Input:
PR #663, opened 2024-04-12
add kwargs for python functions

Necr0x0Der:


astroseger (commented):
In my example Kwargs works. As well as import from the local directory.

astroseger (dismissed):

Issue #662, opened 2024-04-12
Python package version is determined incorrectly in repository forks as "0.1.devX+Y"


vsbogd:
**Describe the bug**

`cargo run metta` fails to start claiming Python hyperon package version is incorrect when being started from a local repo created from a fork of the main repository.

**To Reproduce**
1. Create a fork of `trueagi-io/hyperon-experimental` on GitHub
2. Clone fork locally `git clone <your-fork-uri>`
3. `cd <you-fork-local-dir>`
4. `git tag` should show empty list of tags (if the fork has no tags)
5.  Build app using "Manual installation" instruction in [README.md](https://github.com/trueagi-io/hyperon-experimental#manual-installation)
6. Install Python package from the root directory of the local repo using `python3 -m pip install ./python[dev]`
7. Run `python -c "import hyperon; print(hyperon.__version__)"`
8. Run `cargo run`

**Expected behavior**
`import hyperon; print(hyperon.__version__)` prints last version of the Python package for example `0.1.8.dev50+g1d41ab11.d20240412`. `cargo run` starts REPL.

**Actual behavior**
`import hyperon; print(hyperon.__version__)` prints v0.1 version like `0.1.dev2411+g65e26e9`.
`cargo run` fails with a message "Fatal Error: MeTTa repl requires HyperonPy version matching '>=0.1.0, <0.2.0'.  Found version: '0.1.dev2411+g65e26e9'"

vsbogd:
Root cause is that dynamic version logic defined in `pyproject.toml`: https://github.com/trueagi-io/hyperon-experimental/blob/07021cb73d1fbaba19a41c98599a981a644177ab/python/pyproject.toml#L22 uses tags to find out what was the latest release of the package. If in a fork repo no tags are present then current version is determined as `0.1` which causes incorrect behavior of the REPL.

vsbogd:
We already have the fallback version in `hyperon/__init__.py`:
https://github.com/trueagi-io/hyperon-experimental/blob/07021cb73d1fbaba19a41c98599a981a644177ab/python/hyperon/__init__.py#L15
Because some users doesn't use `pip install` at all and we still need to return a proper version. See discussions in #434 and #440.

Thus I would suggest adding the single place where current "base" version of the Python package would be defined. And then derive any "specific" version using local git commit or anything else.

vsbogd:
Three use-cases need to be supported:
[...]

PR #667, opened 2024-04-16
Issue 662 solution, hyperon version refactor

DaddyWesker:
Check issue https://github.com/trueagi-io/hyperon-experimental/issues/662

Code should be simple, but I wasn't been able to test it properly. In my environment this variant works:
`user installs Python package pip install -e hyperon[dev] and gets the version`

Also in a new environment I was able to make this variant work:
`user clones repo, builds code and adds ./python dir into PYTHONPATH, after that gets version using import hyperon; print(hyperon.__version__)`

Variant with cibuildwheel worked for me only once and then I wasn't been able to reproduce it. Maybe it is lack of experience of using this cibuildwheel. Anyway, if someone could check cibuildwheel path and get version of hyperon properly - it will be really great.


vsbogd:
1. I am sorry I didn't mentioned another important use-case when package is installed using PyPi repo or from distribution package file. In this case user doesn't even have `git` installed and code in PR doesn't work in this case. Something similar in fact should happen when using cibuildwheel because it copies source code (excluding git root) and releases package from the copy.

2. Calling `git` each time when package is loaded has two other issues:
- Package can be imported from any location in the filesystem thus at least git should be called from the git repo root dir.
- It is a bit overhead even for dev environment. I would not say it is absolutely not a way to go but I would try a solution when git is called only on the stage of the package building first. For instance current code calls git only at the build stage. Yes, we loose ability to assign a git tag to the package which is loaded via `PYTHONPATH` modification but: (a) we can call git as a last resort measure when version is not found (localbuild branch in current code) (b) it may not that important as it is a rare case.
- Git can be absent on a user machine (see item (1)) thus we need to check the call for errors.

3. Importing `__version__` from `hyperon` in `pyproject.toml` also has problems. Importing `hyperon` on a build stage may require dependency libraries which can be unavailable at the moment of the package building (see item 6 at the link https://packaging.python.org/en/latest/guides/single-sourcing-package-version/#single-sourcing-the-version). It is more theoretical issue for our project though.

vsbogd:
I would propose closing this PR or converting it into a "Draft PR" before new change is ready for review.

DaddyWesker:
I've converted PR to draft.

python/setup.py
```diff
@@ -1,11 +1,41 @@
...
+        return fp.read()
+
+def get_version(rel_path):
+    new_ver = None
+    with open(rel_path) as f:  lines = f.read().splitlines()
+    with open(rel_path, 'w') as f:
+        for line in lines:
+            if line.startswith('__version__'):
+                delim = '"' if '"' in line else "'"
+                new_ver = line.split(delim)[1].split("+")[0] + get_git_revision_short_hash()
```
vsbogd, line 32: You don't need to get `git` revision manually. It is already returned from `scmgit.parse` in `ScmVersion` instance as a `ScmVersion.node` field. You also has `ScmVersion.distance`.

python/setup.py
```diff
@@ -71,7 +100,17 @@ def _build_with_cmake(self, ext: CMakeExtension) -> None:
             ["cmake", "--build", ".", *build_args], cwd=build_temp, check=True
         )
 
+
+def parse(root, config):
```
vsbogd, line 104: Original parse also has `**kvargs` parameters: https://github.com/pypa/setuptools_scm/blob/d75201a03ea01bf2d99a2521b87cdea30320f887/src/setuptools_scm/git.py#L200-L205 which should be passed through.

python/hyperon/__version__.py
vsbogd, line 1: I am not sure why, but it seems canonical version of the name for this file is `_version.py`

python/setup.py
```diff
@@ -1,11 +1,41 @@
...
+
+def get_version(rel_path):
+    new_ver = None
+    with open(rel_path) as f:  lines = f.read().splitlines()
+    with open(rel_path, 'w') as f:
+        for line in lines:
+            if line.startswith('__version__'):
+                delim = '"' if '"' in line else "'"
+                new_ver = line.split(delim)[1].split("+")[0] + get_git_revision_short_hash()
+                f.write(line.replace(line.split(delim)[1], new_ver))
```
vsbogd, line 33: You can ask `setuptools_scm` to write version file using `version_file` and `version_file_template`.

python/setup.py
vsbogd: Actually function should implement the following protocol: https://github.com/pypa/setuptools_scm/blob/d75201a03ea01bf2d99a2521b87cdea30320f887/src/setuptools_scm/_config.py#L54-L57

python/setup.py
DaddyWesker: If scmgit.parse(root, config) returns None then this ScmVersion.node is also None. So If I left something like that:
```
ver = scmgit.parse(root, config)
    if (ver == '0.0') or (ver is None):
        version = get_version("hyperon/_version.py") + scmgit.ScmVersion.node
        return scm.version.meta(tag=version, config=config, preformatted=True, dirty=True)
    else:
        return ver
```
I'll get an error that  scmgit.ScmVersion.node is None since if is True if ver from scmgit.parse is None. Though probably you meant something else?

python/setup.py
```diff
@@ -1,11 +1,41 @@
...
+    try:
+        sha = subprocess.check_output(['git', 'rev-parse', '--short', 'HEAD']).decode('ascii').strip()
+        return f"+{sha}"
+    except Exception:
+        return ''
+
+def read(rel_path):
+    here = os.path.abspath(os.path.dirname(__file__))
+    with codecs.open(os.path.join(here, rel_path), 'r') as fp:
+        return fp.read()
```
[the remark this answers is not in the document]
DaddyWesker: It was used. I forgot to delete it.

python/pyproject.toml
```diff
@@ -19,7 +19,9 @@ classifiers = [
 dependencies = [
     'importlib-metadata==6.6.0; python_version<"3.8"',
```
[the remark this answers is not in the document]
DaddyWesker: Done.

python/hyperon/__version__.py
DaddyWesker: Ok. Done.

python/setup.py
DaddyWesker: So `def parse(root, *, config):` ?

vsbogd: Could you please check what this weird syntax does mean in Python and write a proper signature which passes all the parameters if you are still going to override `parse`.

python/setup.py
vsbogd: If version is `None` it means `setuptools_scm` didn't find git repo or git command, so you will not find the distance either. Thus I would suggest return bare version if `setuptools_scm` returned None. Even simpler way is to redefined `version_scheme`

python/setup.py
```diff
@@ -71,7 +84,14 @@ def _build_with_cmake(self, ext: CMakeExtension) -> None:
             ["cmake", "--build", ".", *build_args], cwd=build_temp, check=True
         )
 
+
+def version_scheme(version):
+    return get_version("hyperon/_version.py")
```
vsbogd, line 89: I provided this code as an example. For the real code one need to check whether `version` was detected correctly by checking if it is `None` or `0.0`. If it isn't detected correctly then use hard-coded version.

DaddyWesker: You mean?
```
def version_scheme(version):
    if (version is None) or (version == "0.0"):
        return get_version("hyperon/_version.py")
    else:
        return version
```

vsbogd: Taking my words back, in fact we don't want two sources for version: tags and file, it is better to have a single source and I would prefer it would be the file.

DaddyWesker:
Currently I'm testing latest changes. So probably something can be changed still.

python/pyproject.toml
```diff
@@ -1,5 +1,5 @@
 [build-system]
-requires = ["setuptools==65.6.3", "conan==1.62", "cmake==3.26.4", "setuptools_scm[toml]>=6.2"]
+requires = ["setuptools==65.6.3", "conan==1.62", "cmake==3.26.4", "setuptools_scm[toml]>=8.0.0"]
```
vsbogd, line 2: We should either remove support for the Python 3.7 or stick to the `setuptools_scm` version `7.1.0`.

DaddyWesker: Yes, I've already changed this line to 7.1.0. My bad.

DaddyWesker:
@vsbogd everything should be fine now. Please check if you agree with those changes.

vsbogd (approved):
...
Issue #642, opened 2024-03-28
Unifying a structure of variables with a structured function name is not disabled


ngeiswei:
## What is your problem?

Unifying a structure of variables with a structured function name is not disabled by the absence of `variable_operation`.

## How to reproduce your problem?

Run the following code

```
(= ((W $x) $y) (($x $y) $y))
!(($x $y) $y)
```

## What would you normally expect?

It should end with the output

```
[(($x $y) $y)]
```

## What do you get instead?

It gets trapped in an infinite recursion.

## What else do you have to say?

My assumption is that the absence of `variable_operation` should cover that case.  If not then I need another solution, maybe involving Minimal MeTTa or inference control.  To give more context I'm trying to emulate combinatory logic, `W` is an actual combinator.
---
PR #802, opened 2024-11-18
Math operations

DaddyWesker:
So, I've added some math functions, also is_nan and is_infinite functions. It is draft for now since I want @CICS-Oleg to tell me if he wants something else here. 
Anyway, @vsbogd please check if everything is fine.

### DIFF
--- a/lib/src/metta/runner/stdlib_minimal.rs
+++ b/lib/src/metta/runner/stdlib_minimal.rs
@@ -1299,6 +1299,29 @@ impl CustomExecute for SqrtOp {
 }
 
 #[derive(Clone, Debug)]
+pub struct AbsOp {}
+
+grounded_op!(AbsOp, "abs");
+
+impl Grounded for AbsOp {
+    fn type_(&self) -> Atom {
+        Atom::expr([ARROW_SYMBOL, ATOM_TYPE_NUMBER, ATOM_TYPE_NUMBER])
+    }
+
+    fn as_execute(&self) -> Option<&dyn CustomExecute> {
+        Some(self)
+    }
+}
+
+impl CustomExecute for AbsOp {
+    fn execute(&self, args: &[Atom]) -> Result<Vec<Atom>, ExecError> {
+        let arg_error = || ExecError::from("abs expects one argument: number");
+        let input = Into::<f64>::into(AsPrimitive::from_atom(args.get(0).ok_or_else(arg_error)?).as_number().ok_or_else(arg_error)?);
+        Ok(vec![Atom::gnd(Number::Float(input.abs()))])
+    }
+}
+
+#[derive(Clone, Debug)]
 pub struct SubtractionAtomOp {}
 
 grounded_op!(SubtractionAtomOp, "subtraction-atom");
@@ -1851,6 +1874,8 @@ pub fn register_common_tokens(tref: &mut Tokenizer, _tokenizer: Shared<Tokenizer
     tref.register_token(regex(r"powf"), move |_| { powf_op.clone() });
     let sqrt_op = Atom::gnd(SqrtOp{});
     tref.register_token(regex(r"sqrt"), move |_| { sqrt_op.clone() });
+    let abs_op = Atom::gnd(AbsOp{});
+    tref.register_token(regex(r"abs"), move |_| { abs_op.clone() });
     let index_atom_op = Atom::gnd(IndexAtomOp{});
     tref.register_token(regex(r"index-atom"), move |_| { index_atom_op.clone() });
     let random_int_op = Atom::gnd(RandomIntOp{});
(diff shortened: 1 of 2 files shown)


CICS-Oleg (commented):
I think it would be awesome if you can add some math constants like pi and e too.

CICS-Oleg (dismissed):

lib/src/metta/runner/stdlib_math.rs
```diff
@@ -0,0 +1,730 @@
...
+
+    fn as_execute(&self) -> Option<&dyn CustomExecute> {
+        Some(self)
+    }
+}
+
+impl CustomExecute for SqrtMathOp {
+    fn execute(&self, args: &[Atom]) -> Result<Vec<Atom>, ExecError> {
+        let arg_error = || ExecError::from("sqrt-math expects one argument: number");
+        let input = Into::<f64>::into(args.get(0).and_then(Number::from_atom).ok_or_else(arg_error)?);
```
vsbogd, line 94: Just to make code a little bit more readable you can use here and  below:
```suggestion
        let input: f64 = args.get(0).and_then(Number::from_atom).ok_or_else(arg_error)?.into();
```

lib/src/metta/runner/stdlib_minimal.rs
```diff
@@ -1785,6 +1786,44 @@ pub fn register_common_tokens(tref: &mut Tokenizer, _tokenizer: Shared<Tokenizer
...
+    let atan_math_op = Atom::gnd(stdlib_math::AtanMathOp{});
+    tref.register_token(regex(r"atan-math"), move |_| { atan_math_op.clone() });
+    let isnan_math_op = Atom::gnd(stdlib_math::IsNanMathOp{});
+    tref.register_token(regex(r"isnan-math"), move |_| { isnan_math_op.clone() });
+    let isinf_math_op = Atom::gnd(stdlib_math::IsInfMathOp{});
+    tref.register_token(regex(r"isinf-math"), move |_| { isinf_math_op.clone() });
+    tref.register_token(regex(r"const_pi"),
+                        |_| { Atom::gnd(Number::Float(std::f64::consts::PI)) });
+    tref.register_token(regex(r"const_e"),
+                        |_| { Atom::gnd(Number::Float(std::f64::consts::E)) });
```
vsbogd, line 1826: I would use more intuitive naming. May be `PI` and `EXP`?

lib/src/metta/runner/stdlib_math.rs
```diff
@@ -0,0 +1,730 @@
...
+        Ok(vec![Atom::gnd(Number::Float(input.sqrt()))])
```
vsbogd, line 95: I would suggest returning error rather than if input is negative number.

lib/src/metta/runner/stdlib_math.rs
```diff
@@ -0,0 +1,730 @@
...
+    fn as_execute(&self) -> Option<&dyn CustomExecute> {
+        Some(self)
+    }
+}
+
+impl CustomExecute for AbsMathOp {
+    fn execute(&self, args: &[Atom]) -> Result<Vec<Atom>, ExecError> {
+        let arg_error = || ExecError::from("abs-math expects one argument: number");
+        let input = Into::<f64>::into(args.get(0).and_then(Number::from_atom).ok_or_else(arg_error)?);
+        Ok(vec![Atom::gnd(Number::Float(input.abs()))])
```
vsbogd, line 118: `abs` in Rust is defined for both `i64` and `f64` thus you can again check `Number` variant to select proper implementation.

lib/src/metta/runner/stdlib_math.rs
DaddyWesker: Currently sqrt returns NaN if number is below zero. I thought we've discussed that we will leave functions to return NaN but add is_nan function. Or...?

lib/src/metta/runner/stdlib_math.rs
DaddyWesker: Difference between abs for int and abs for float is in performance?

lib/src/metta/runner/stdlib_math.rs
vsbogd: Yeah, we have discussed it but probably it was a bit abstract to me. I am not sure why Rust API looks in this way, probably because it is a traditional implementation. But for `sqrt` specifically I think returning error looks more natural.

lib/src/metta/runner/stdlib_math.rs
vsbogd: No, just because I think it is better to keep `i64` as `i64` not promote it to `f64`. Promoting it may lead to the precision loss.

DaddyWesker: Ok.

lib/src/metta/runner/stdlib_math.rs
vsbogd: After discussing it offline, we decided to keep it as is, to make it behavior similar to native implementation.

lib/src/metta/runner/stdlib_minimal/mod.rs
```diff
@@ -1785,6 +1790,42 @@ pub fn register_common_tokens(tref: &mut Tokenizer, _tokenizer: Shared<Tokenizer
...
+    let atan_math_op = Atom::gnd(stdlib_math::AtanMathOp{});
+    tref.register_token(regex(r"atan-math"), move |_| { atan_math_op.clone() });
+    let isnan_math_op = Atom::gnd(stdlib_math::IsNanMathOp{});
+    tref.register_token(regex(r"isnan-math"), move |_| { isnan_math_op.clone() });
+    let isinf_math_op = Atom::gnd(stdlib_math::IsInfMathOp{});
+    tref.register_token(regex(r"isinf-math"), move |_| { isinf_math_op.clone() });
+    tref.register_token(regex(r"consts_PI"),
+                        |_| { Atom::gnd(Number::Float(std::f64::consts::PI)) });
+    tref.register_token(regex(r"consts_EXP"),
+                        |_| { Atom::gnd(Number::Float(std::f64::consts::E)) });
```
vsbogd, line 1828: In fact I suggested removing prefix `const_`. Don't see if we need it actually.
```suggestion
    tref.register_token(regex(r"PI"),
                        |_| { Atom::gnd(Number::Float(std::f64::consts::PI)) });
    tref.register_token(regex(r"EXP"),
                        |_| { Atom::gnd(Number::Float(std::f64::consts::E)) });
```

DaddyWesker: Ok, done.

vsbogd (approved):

Brief: Show all lines from the data that contain "returning".

Task answer:
vsbogd, line 95: I would suggest returning error rather than if input is negative number.
vsbogd: Yeah, we have discussed it but probably it was a bit abstract to me. I am not sure why Rust API looks in this way, probably because it is a traditional implementation. But for `sqrt` specifically I think returning error looks more natural.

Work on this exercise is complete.